╭─ DATA EXTRACTS
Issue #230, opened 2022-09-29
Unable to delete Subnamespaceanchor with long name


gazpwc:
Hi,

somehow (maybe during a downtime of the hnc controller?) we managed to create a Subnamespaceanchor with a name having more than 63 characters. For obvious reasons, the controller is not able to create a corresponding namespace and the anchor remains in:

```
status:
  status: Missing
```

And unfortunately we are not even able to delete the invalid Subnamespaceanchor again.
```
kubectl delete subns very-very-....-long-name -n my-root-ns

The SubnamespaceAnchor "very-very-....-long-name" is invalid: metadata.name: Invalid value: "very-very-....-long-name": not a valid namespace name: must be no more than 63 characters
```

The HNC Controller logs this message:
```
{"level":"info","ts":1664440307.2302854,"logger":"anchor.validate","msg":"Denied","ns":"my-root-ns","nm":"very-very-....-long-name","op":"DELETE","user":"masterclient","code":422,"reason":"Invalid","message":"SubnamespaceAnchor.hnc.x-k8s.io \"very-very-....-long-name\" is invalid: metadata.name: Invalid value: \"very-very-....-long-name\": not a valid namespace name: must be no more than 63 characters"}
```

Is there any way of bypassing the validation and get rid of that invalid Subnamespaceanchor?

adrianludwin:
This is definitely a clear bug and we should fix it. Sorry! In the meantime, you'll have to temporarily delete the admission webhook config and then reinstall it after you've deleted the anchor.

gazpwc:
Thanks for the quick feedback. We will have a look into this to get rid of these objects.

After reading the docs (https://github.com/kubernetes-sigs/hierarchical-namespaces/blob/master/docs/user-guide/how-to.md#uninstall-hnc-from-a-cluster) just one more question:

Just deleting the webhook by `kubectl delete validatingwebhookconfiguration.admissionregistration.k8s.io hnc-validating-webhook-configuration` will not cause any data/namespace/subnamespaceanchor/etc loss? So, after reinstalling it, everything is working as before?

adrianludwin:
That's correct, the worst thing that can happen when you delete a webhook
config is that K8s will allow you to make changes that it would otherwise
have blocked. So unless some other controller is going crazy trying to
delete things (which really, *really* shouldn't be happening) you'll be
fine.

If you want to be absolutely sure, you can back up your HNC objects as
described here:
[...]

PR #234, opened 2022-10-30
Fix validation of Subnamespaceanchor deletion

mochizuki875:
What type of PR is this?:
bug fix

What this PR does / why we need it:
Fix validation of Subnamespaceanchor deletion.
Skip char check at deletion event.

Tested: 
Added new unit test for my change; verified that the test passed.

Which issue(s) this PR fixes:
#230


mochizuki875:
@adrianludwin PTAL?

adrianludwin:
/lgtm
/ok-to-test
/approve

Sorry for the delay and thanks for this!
╰─
╭─ DATA EXTRACTS
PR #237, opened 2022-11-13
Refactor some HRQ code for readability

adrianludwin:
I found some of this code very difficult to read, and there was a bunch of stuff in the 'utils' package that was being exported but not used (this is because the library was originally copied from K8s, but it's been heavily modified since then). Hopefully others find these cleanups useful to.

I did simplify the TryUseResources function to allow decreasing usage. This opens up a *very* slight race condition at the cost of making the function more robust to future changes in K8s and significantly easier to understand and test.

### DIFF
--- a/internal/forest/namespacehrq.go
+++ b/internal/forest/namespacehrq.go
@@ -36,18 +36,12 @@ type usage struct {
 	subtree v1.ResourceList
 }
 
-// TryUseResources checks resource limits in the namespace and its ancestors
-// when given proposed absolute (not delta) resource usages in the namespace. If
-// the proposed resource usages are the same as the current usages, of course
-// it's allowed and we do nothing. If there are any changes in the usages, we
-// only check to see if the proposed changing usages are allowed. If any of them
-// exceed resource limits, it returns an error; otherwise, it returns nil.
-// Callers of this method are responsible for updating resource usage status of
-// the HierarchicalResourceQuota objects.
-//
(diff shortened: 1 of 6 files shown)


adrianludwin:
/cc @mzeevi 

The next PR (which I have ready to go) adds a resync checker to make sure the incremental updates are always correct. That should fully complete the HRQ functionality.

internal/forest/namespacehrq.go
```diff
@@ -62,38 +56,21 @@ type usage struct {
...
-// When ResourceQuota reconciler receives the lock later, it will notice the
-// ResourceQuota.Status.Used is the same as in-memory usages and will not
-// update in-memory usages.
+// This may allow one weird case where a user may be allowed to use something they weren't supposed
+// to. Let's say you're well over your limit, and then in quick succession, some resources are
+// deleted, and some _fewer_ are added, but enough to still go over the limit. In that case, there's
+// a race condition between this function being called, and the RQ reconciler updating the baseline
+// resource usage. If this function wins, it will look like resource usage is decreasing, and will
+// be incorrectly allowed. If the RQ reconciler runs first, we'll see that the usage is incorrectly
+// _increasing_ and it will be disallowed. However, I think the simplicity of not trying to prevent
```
╰─
#### AIM OF THE TASK:
Find out how many lines above hold "otherwise". Write only the number.

#### OUTPUT FOR THIS TASK:
2